The `texts_from_folder` function will load the training and validation data from the specified folder and automatically preprocess it according to BERT's requirements.  In doing so, the BERT model and vocabulary will be automatically downloaded.

In [None]:
trn, val, preproc = text.texts_from_folder(IMDB_DATADIR, 
                                          maxlen=500, 
                                          preprocess_mode='bert',
                                          train_test_names=['train', 
                                                            'test'],
                                          classes=['pos', 'neg'])

downloading pretrained BERT model and vocabulary...
[██████████████████████████████████████████████████]
extracting pretrained BERT model and vocabulary...
done.

cleanup downloaded zip...
done.

preprocessing train...


preprocessing test...


## STEP 2:  Load a pretrained BERT model and wrap it in a `ktrain.Learner` object

This step can be condensed into a single line of code, but we execute it as two lines for clarity. (You can ignore the deprecation warnings arising from Keras 2.2.4 with TensorFlow 1.14.0.)  

In [None]:
model = text.text_classifier('bert', trn, preproc=preproc)
learner = ktrain.get_learner(model,train_data=trn, val_data=val, batch_size=6)

W0817 15:50:35.441357 140312423020416 deprecation_wrapper.py:119] From /usr/local/lib/python3.6/dist-packages/keras/backend/tensorflow_backend.py:517: The name tf.placeholder is deprecated. Please use tf.compat.v1.placeholder instead.

W0817 15:50:35.481600 140312423020416 deprecation_wrapper.py:119] From /usr/local/lib/python3.6/dist-packages/keras/backend/tensorflow_backend.py:4138: The name tf.random_uniform is deprecated. Please use tf.random.uniform instead.

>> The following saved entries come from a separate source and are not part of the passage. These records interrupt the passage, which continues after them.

PR #1613, opened 2021-10-01
Wrap the input stream in BufferedInputStream

tonihele:
Introducing buffered stream for the ImageIO. Otherwise it reads in very small chunks and this is not desirable. Lots of calls. This is a performance improvement.

Old (starts with very small, and then proceeds with 512, maybe strides, dunno, variable read lengths):
image

New:
image

### DIFF
--- a/jme3-desktop/src/main/java/com/jme3/texture/plugins/AWTLoader.java
+++ b/jme3-desktop/src/main/java/com/jme3/texture/plugins/AWTLoader.java
@@ -41,6 +41,7 @@ import com.jme3.util.BufferUtils;
 import java.awt.Transparency;
 import java.awt.color.ColorSpace;
 import java.awt.image.*;
+import java.io.BufferedInputStream;
 import java.io.IOException;
 import java.io.InputStream;
 import java.nio.ByteBuffer;
@@ -176,7 +177,7 @@ public class AWTLoader implements AssetLoader {
 
     public Image load(InputStream in, boolean flipY) throws IOException{
         ImageIO.setUseCache(false);
-        BufferedImage img = ImageIO.read(in);
+        BufferedImage img = ImageIO.read(new BufferedInputStream(in));
         if (img == null){
             return null;
         }
--- a/jme3-desktop/src/main/java/com/jme3/texture/plugins/AWTLoader.java
+++ b/jme3-desktop/src/main/java/com/jme3/texture/plugins/AWTLoader.java
@@ -177,7 +177,7 @@ public class AWTLoader implements AssetLoader {
 
     public Image load(InputStream in, boolean flipY) throws IOException{
         ImageIO.setUseCache(false);
-        BufferedImage img = ImageIO.read(new BufferedInputStream(in));
+        BufferedImage img = ImageIO.read(in);
         if (img == null){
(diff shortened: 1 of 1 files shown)


Ali-RS:
Thanks

tonihele:
I'm actually looking into many of these, and one I suspected the most was the BlockLanguageParser reading one char at the time. All the usages just pass the non-buffered stream there, yet it reads the files completely at one go... Well, I'll keep digging a bit and see if I find some others and make separate PRs then.

pspeed42:
Note: while probably nothing is using this method this way, ImageIO.read() does not close the stream and so this is a change in behavior if anyone was using AWTLoader to read multiple images from a single stream.  (This would break that code.)

It makes me wonder if JME's callers are closing the stream that is passed to this method.  If it is then that is also the place where wrapping in BufferedInputStream should be.  If it's not then we are maybe leaking file handles all over the place.

So while I agree that we should be wrapping our streams for performance, it's sometimes not quite black and white in deep cases like this.

Ali-RS:
Maybe better to move the changes into

https://github.com/jMonkeyEngine/jmonkeyengine/blob/143161e85930f16f3dc4ab25f10f6d33510c7e01/jme3-desktop/src/main/java/com/jme3/texture/plugins/AWTLoader.java#L188

which properly close the stream.

tonihele:
I think the buffered stream itself doesnt hold any resources. Closing it
actually just closes the underlying stream. So this change shouldnt affect
any streams left open etc. The normal assetLoader path closes all streams
therefore. Right?

MeFisto94:
But it reads stuff buffered, affecting `super.position`, so basically imagine a stream of multiple files and typically the loader only reads exactly the content. Buffered will read more, meaning the next invocation on super will be beyond that data, I guess.

tonihele:
> So while I agree that we should be wrapping our streams for performance, it's sometimes not quite black and white in deep cases like this.

Yep, it is very hard to determine the place for these...

tonihele:
> But it reads stuff buffered, affecting `super.position`, so basically imagine a stream of multiple files and typically the loader only reads exactly the content. Buffered will read more, meaning the next invocation on super will be beyond that data, I guess.

Yeah, true, now I get it. Yep, better to change it where @Ali-RS pointed out. There it is always the fresh stream popped out and used. So yeah, I'll move it.

pspeed42:
I brought this up because I've learned the lesson the hard way in some of my own utilities over the years. :)

Rule of thumb I use: you can only safely wrap a stream in a buffered stream where the stream was created.

It's also basically required for writing to streams and so the pattern holds in both directions (which is at least nice).

tonihele:
Alright, here we go. Ready on my part. I converted those also to try-with resources, I guess that is ok.

pspeed42:
Yeah, the in = null bit was a dumb anti-idiom even in the "old way".

Try-with-resource gets rid of a lot of weird habits some Java devs learned somehow.

stephengold:
Please update the copyright years in line 2.

tonihele:
> Please update the copyright years in line 2.

Cool, I was able to do it on the Github directly. Doneded!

W0817 15:50:35.535026 140312423020416 deprecation_wrapper.py:119] From /usr/local/lib/python3.6/dist-packages/keras/backend/tensorflow_backend.py:131: The name tf.get_default_graph is deprecated. Please use tf.compat.v1.get_default_graph instead.

W0817 15:50:35.535914 140312423020416 deprecation_wrapper.py:119] From /usr/local/lib/python3.6/dist-packages/keras/backend/tensorflow_backend.py:133: The name tf.placeholder_with_default is deprecated. Please use tf.compat.v1.placeholder_with_default instead.

W0817 15:50:35.546988

Is Multi-Label? False
maxlen is 500


W0817 15:50:55.827762 140312423020416 deprecation_wrapper.py:119] From /usr/local/lib/python3.6/dist-packages/keras/optimizers.py:790: The name tf.train.Optimizer is deprecated. Please use tf.compat.v1.train.Optimizer instead.



done.


## STEP 3:  Train and Fine-Tune the Model on the IMDb dataset

We employ the `learner.fit_onecycle` method in *ktrain* that employs the use of a [1cycle learning  rate schedule](https://arxiv.org/pdf/1803.09820.pdf).  We use a learning rate of 2e-5 based on recommendations from [the original paper](https://arxiv.org/abs/1810.04805).

As can be seen, we achieve a **93.92% validation accuracy** in a single epoch.

In [None]:
learner.fit_onecycle(2e-5, 1)



begin training using onecycle policy with max lr of 2e-05...


W0817 15:50:59.892966 140312423020416 deprecation.py:323] From /usr/local/lib/python3.6/dist-packages/tensorflow/python/ops/math_grad.py:1250: add_dispatch_support.<locals>.wrapper (from tensorflow.python.ops.array_ops) is deprecated and will be removed in a future version.
Instructions for updating:
Use tf.where in 2.0, which has the same broadcast rule as np.where


Train on 25000 samples, validate on 25000 samples
Epoch 1/1


<keras.callbacks.History at 0x7f9cb4d02da0>

Since it does not appear we are overfitting yet, we could train for an additional epoch or two for even higher accuracy.  

Feel free to try it out on your own.